How add "Not-match" logic into Enumerable.grep?

Say, I want to get all files in one folder. Since Dir.entries will
have “.” and “…” included. I want to strip them out with “grep”. I
tried to write in such a way as I can did similarly in Perl:
log_files = Dir.entries(log_dir).grep(!/^…?/)
But, it is a syntax error to have “!/regex/” as grep’s argument.

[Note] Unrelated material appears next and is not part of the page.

PR #405, opened 2024-10-08
Tourio App update bonus and CSS

Klausstille:
Update tourio app to include bonus material. Update example implementation to reflect bonus. Update to UI. Minor CSS update to make the app look fresher.


sessions/recap-project-6/tourio-app/pages/api/places/[id]/index.js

Should I use some trick to make grep accept “not-match” regex?

Hi,

At Tue, 5 Jun 2007 18:55:02 +0900,
Morgan C. wrote in [ruby-talk:254395]:

Say, I want to get all files in one folder. Since Dir.entries will
have “.” and “…” included. I want to strip them out with “grep”. I
tried to write in such a way as I can did similarly in Perl:
log_files = Dir.entries(log_dir).grep(!/^…?/)

grep(/\A(?!..?\z)/)

On 05.06.2007 11:54, Morgan C. wrote:

Say, I want to get all files in one folder. Since Dir.entries will
have “.” and “…” included. I want to strip them out with “grep”. I
tried to write in such a way as I can did similarly in Perl:
log_files = Dir.entries(log_dir).grep(!/^…?/)
But, it is a syntax error to have “!/regex/” as grep’s argument.

Should I use some trick to make grep accept “not-match” regex?